### EXERCISE INSTRUCTIONS:
The only acceptable reply is the number of lines in the material below that hold "shortened".

### TASK MATERIAL:
PR #2675, opened 2026-08-20
[CI] rebuild a PR's docker image only when its build inputs change

yueming-yuan:
## Summary

Reuse a PR-scoped CI image until its Docker build inputs change.

## Motivation

A Dockerfile-touching PR previously rebuilt the same multi-arch image on every rerun or source-only push because CI keyed the build on changed paths. That repeated an expensive build even when the image inputs were unchanged.

## Usage

Push Docker-input changes normally; CI publishes or reuses `radixark/miles:pr-<num>`. After the repository's `rebuild-ci-image` label is provisioned, apply it to rebuild unchanged inputs after a moved base image, floating dependency, or corrupt push; a successful forced build removes the label.

## Design Notes

- **Mental model:** `docker/image_inputs.py` hashes the files consumed by the cu13 build, `docker/build.py` stamps that hash on the PR tag, and `docker-decide` compares the current hash with the published label. A current tag sets `tag_available`, so every GPU suite keeps using the PR image even when the present run skips its build.
- **Rerun safety:** The workflow reads `rebuild-ci-image` from live PR labels, carries that captured decision through the build, and consumes it only after a successful forced build. A completed labeled run therefore reuses its tag when rerun, while a failed build leaves the label available for retry.
- **Registry boundary:** Input comparison happens before Docker Hub authentication. Non-Docker PRs stay on `dev` without touching the registry; same-repository Docker PRs authenticate only to inspect or publish their PR tag, and fork PRs cannot publish.
- **Input boundary:** `Dockerfile.rocm` remains excluded because this workflow builds cu13; moved base images and other floating remote state remain explicit manual-rebuild cases.

## Verification

- `pytest -q tests/ci/test/test_run_suite.py tests/fast/test_docker_image_inputs.py`: 98 tests passed against prospective tip `34f7e6f1`, covering workflow seams, input hashing, and image-label parsing.
- `pre-commit run --files .github/workflows/_build-pr-ci-image.yml tests/ci/test/test_run_suite.py`: every applicable repository hook passed.
- `go run github.com/rhysd/actionlint/cmd/actionlint@v1.7.12 .github/workflows/_build-pr-ci-image.yml .github/workflows/pr-test.yml`: exited 0 with no diagnostics.

## Review Focus

- `docker/image_inputs.py`: verify the declared input set matches the cu13 build context and accepted manual-rebuild boundary.
- `.github/workflows/_build-pr-ci-image.yml`: verify the captured live-label decision across success, failure, and rerun paths.
- `.github/workflows/pr-test.yml`: verify `tag_available` selects a reused PR image without changing fork or non-Docker behavior.

### DIFF
--- a/.github/workflows/_build-pr-ci-image.yml
+++ b/.github/workflows/_build-pr-ci-image.yml
@@ -21,6 +21,7 @@ jobs:
     outputs:
       needs_image: ${{ steps.decide.outputs.needs_image }}
       rebuild: ${{ steps.decide.outputs.rebuild }}
+      force_rebuild: ${{ steps.prepare.outputs.force_rebuild }}
     env:
       SAME_REPO: ${{ github.event.pull_request.head.repo.full_name == github.repository }}
     steps:
@@ -28,27 +29,20 @@ jobs:
         with:
           fetch-depth: 2
           persist-credentials: false
-      # Reading the inputs label off the published tag needs registry auth. Forks get no
-      # secrets and cannot push anyway, so they skip straight to the released image.
-      - name: Login to Docker Hub
-        if: env.SAME_REPO == 'true'
-        uses: docker/login-action@v3
-        with:
-          username: ${{ secrets.DOCKERHUB_USERNAME }}
-          password: ${{ secrets.DOCKERHUB_TOKEN }}
-      - id: decide
+      - id: compare
         shell: bash
         env:
           BASE_SHA: ${{ github.event.pull_request.base.sha || '' }}
-          PR_NUMBER: ${{ github.event.pull_request.number || '' }}
-          FORCE_REBUILD: ${{ contains(github.event.pull_request.labels.*.name, 'rebuild-ci-image') }}
         run: |
           set -euo pipefail
-          emit() { echo "needs_image=$1" >> "$GITHUB_OUTPUT"; echo "rebuild=$2" >> "$GITHUB_OUTPUT"; }
+          emit() {
+            echo "eligible=$1" >> "$GITHUB_OUTPUT"
+            echo "current=$2" >> "$GITHUB_OUTPUT"
+          }
 
           # Cron and manual runs have no PR diff and never own a PR image.
           if [ -z "$BASE_SHA" ]; then
-            emit false false
+            emit false ""
             exit 0
           fi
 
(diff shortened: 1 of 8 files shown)


.github/workflows/_build-pr-ci-image.yml
```diff
@@ -6,54 +6,103 @@ on:
...
+        uses: docker/login-action@v3
+        with:
+          username: ${{ secrets.DOCKERHUB_USERNAME }}
+          password: ${{ secrets.DOCKERHUB_TOKEN }}
+      - id: decide
         shell: bash
         env:
           BASE_SHA: ${{ github.event.pull_request.base.sha || '' }}
+          PR_NUMBER: ${{ github.event.pull_request.number || '' }}
+          FORCE_REBUILD: ${{ contains(github.event.pull_request.labels.*.name, 'rebuild-ci-image') }}
```
guapisolo: [P2] Read the live force-rebuild label instead of the triggering payload

`github.event.pull_request.labels` is frozen to the webhook payload for this workflow run. After a successful labeled run removes `rebuild-ci-image`, using Re-run all jobs creates another attempt of that same run, so this expression still evaluates true and rebuilds the full multi-arch image again. That breaks both the documented one-shot behavior and the rerun-reuse goal. Please query the current live labels for the PR at decision time. Gating only on `github.run_attempt == 1` is not sufficient because a first attempt that failed before consuming the label must still rebuild on retry.

.github/workflows/_build-pr-ci-image.yml
```diff
@@ -6,54 +6,103 @@ on:
...
     steps:
       - uses: actions/checkout@v4
         with:
           fetch-depth: 2
           persist-credentials: false
-      - id: diff
+      # Reading the inputs label off the published tag needs registry auth. Forks get no
+      # secrets and cannot push anyway, so they skip straight to the released image.
+      - name: Login to Docker Hub
+        if: env.SAME_REPO == 'true'
```
guapisolo: [P2] Defer Docker Hub login until an image is actually needed

This login now runs for every same-repository PR before the `CURRENT == BASE` early exit. A source-only PR therefore depends on Docker Hub credentials and registry availability even though this job should select `dev`; an authentication or registry outage can fail the GPU pipeline before the unchanged-input fast path runs. Please compute `CURRENT` and `BASE` first, then authenticate only when the workflow needs to inspect the existing PR image tag.

yushengsu-thu (approved):

PR #2677, opened 2026-08-20
feat(openenv): report episode end reason

### LINKED ISSUE #2592: openenv agent metrics do not report why an episode ended (no end_reason / truncated flag)
## What is missing

The openenv tbench2 agent loop can end an episode for four different reasons, and the metrics it returns cannot tell them apart:

- the policy said `TASK_COMPLETE`
- the policy emitted no command
- `OPENENV_MAX_TURNS` ran out
- a turn came back `finish_reason="length"` (new in #2587)

All four surface only as a `turns` count:

https://github.com/radixark/miles/blob/e4152f613/examples/experimental/openenv/openenv_agent_function.py#L361-L370

## Why it matters

#2587's own framing is the argument. The post-truncation ghost tail — 22.7% of all episode wall-clock on a GB300 16-node GLM-5.2 run (144.7 h of 638 h) — went unnoticed for as long as it did *because it was invisible*: the dashboard's batch anatomy derives spans from request gaps, so tool/gen time after the final policy call cannot be recovered and the tail renders as a long "queue/waiting" band.

Making truncation terminal fixes the waste but leaves the same blind spot: after #2587, a truncation-ended episode and a `TASK_COMPLETE` episode are distinguishable only by a shorter `turns`. That gates several things we want to watch:

- how often episodes end by truncation at all, per step — the direct readout of whether the per-turn cap is set sanely
- whether #2588's `rollout_max_response_len` 16384 → 8192 changed that rate (the claim is that completed samples never touched the cap; a counter proves it instead of arguing it)
- the population overlap between truncation-ended episodes and the failed-sample loops that #2588 identifies as the collapse carrier (truncated, negative advantage over 16k+ shared near-deterministic scaffolding tokens)

## Suggested shape

Add an end reason to the metrics dict the loop already returns, e.g. `"end_reason": "task_complete" | "no_command" | "max_turns" | "length"`, set at each `break` site. It rides the existing `agent_metrics` path into `Sample.metadata`, so W&B/dashboard aggregation needs no new plumbing. A plain `truncated: bool` would cover the immediate need, but the four-way split costs the same and answers "are we running out of turns or running out of tokens?" too.

If #2591 gets a session-token counter in the loop, `end_reason` is where its stop would report itself as well.

## Related

- #2587 — makes truncation terminal
- #2588 — halves the per-turn cap; wants this counter to verify its premise
- #2591 — the session-budget boundary, same reporting hook

MinhaoLi0318:
## Summary

  - report why each OpenEnv agent episode ended
  - distinguish `task_complete`, `no_command`, `max_turns`, and `length`
  - add offline test coverage for all four termination paths

  ## Testing

  - `python -m pytest --confcutdir=tests/fast/examples/experimental/openenv tests/fast/examples/experimental/openenv -q`
    - 106 passed, 3 skipped
  - Ruff, Black, isort, and autoflake checks passed

  Closes #2592

cc @nblintao @yueming-yuan

### DIFF
--- a/examples/experimental/openenv/openenv_agent_function.py
+++ b/examples/experimental/openenv/openenv_agent_function.py
@@ -259,13 +259,15 @@ async def multi_turn(
     ends when the policy stops emitting a command, says TASK_COMPLETE, or hits
     OPENENV_MAX_TURNS. Scoring is the standard ``evaluate`` action: the server
     runs the task's tests/test.sh and reports the verdict (see the module
-    docstring for the required server contract).
+    docstring for the required server contract). The returned agent metrics
+    label the stop as ``task_complete``, ``no_command``, ``max_turns``, or
+    ``length``.
     """
     action_cls = classes["action"]
     task_id = metadata.get("task_id") or metadata.get("task_name")
     max_turns = int(os.getenv("OPENENV_MAX_TURNS", "30"))
 
-    async def body(env: Any) -> tuple[float | None, int, list[float], list[float], float, float]:
+    async def body(env: Any) -> tuple[float | None, int, str, list[float], list[float], float, float]:
         # Per-turn wall-clock timings. gen_times[i] is turn i's policy generation
         # latency; tool_times[i] is turn i's env.step(exec) latency. reset_time and
         # eval_time bracket the one-off reset() and the final evaluate() env steps.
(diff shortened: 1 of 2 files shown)


nblintao:
@claude review

nblintao (approved):

PR #2817, opened 2026-08-30
dashboard: give a step with no samples the summary schema

Shi-Dong:
## Summary

Follow-up to #2815, which stopped the Rollouts tab from *landing* on an unusable step but left the underlying crash in place. This fixes the crash.

A step can be dumped with no samples at all. `summary()` inferred its schema from an empty row list, which yields a frame with **zero columns** rather than zero rows — so every view built on top of it died on a missing column instead of reporting an empty step.

## Blast radius

Measured by blanking one step's samples in a real dummy dump and calling each consumer directly:

| consumer | before | why it matters |
| --- | --- | --- |
| `groups()` | `ColumnNotFoundError: unable to find column "group_index"` | `_translate_errors` has no handler for it, so the rollout page returns **500** |
| `summary()["sample_index"]` | `ColumnNotFoundError: "sample_index" not found` | the trajectories endpoint indexes this |
| `step_aggregates()` | same `ColumnNotFoundError` | walks **every** step, so one empty step anywhere takes down the whole dump-derived metrics page, not just its own |

That third one is the reason this is worth fixing at the reader rather than patching `groups()`: a single empty step in the middle of a run poisons the metrics page for every other step.

## What changed

`summary()` supplies the declared schema when there are no rows. All three consumers then read an *empty* table instead of a broken one — `groups()` returns no groups, and `step_aggregates()` reports the step honestly as `n_samples: 0` with null aggregates while its neighbours keep their real values:

```
{'rollout_id': 0, 'n_samples': 8, 'reward_mean': 0.25,  ...}
{'rollout_id': 1, 'n_samples': 0, 'reward_mean': None,  ...}   <- the empty step
{'rollout_id': 2, 'n_samples': 8, 'reward_mean': 0.5,   ...}
```

`SUMMARY_COLUMNS` has to be declared because an empty row list carries no schema to infer. Since it only shapes the no-sample case, nothing else would notice it drifting away from `_summary_row`, so a test pins it against the columns a real summary produces — adding a column without updating it fails there. Dtypes are deliberately not pinned: they are data-dependent (`spec_accept_rate` infers as `Null` when every value is `None`, `Float64` otherwise), so the empty frame uses `Null`, which casts cleanly in the aggregations downstream.

## Verification

Three tests added to `tests/fast/dashboard/test_dump_reader_views.py`, all run locally.

The empty step is placed in the **middle** of a 3-step dump specifically so `step_aggregates()` has to walk past it and the neighbouring steps can be asserted intact. A separate test covers the parquet cache, because the all-null frame is written to disk and re-read only on the *second* call — a schema that failed to round-trip would otherwise pass on the first call and break in production.

Confirming the tests actually catch the bug, not just the new constant: reverting **only** the `summary()` behaviour while keeping `SUMMARY_COLUMNS` in place turns both behaviour tests red with the real `ColumnNotFoundError`, while the drift test stays green (correctly — it guards a different thing).

| run | result |
| --- | --- |
| `test_dump_reader_views.py`, with fix | 18 passed, 1 skipped |
| same file, `summary()` behaviour reverted | **2 failed**, 16 passed, 1 skipped |
| whole `tests/fast/dashboard/` | 245 passed, 4 skipped, 1 failed |
| `black==24.3.0`, `isort==5.13.2`, `ruff` | clean |

The one failure is `test_core_integration.py::test_engine_topology_gpu_range_logic`, which fails identically on a clean `origin/main` checkout with my changes stashed — pre-existing and unrelated to this diff.

The skipped test is `test_realdata_views`, which needs `MILES_DASHBOARD_REALDATA_DIR`.

## Test plan

Covered by the three new tests above. No API, schema, or frontend change — the empty step simply renders as an empty table rather than an error page.

### DIFF
--- a/miles/dashboard/advisory.py
+++ b/miles/dashboard/advisory.py
@@ -236,6 +236,8 @@ def _rollout_advisories(reader: DumpReader, args: dict) -> list[Advisory]:
             out.append(Advisory(level="warning", message=message))
 
     summary = reader.summary(rollout_id)
+    if summary.height == 0:
+        return out
     truncated_frac = summary["truncated"].cast(float).mean()
     if truncated_frac is not None and truncated_frac >= TRUNCATED_FRAC_WARN:
         message = f"{truncated_frac:.0%} of samples in rollout {rollout_id} are truncated"
--- a/miles/dashboard/dump_reader.py
+++ b/miles/dashboard/dump_reader.py
@@ -303,7 +303,7 @@ class DumpReader:
     FRESH_SECONDS: ClassVar[float] = 60.0
 
     # bump to invalidate summary parquet caches when their columns change
-    SUMMARY_VERSION: ClassVar[int] = 4  # v4: per-sample staleness
+    SUMMARY_VERSION: ClassVar[int] = 5  # v5: no-sample steps get the declared schema (v4 cached them columnless)
 
     # Column order of summary(). Only needed to give a step with no samples the
     # same shape as any other step; with rows present the schema comes from
--- a/miles/dashboard/dump_reader.py
+++ b/miles/dashboard/dump_reader.py
@@ -305,6 +305,43 @@ class DumpReader:
     # bump to invalidate summary parquet caches when their columns change
     SUMMARY_VERSION: ClassVar[int] = 4  # v4: per-sample staleness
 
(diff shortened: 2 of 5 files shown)


Shi-Dong:
@claude review always

Zhichenzzz (approved):

PR #2824, opened 2026-08-31
Temporarily revert PR 1313

fzyzcjy:
Part of #1837


miles/utils/arguments.py
```diff
@@ -837,12 +837,10 @@ def add_rollout_arguments(parser):
             )
             parser.add_argument(
                 "--update-weight-transfer-mode",
-                choices=["broadcast", "p2p", "disk-delta", "rdt"],
+                choices=["broadcast", "p2p", "disk-delta"],
```
fzyzcjy, line 867: [P1] Restore RDT before deliver-1

Existing launchers that pass `--update-weight-transfer-mode rdt` now fail during argument parsing because this choice and the supporting backend were removed. The designated deliver-1 commit `d3507a9438` still exposes only these three choices and contains no production RDT implementation, so this regression persists at the safe merge point and must be restored on the refactored interfaces.

fzyzcjy (commented):
The op removes an existing RDT weight-sync mode, but the designated safe deliver still does not restore it. Existing RDT configurations therefore cannot start at deliver-1.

### ANSWER BOX:
3